PR #863, opened 2022-10-11
Cli colors

willmcgugan:
Added a preview for the color system.

At some point we might extend this in to a color scheme editor. But that should probably wait until we have a config system.

```
textual colors
```

Screenshot 2022-10-11 at 10 19 59

### DIFF
--- a/src/textual/_arrange.py
+++ b/src/textual/_arrange.py
@@ -9,7 +9,6 @@ from .geometry import Region, Size, Spacing
 from ._layout import DockArrangeResult, WidgetPlacement
 from ._partition import partition
 
-
 if TYPE_CHECKING:
     from .widget import Widget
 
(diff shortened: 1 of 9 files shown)


src/textual/_arrange.py
```diff
@@ -115,7 +114,7 @@ def arrange(
                         for placement in layout_placements
                     ]
                 ).size
-                placement_offset += styles._align_size(placement_size, size)
+                placement_offset += styles._align_size(placement_size, size).clamped
```
willmcgugan, line 117: Stop centered things from being clipped.

darrenburns (approved):
NP: The padding looks a bit too much at the top of each container

Otherwise LGTM 👍

willmcgugan:
Better?

Screenshot 2022-10-11 at 10 52 47

davep (approved):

○ ○ ○ ○

-- Work to complete --
Look through the material above for "styles" and copy the lines that have it.

-- Expected output --
-                placement_offset += styles._align_size(placement_size, size)
+                placement_offset += styles._align_size(placement_size, size).clamped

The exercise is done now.